- [EXERCISE MATERIALS]
PR #362, opened 2019-10-08
Stop weight use admin

riendegris:
This PR contains two changes:

- the stop weight is now a function of the admin weight

- the function score uses a weight

### DIFF
--- a/src/stops.rs
+++ b/src/stops.rs
@@ -42,7 +42,7 @@ use std::sync::Arc;
 
 const GLOBAL_STOP_INDEX_NAME: &'static str = "munin_global_stops";
 
-pub fn set_weights<'a, It>(stops: It, nb_stop_points: &HashMap<String, u32>)
+pub fn initialize_weights<'a, It>(stops: It, nb_stop_points: &HashMap<String, u32>)
 where
     It: Iterator<Item = &'a mut mimir::Stop>,
 {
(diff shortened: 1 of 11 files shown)


kinnou02:
Results seems to be the same than https://github.com/CanalTP/navitia/pull/2989/commits/5b818239c458a5e510dbdeaaea60ac139332377a I have launched another geocodertester on `master` to be sure.

src/stops.rs
```diff
@@ -70,6 +70,20 @@ pub fn import_stops(
...
+            .map(|adm| adm.weight)
+            .next()
+            .unwrap_or(0.0);
+        // FIXME: 1024, automagic!
+        // It's a factor used to bring the stop weight and the admin weight in the same order of
+        // magnitude...
+        // We then use a log to compress the distance between low admin weight and high ones.
+        admin_weight = admin_weight * 1024.0 + 1.0;
+        admin_weight = admin_weight.log10();
+        stop.weight = (stop.weight + admin_weight) / 2.0;
```
kinnou02: We will have to works on this weight, in most case it almost doesn't play a part in the query, this was quite visible on stops as a lot of stops have almost the same name, and we want to provide the most important ones first.
Weight a mostly between 0 and 1, but stops have their weight with one decimal while others objects are near 10e-6

@riendegris built some nice visualization of the scoring of a response that will help understand what happens here.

- [EXERCISE] Report, from the entries above, each line where "between" is found.

- [ANSWER TO THE EXERCISE]
+        // We then use a log to compress the distance between low admin weight and high ones.
Weight a mostly between 0 and 1, but stops have their weight with one decimal while others objects are near 10e-6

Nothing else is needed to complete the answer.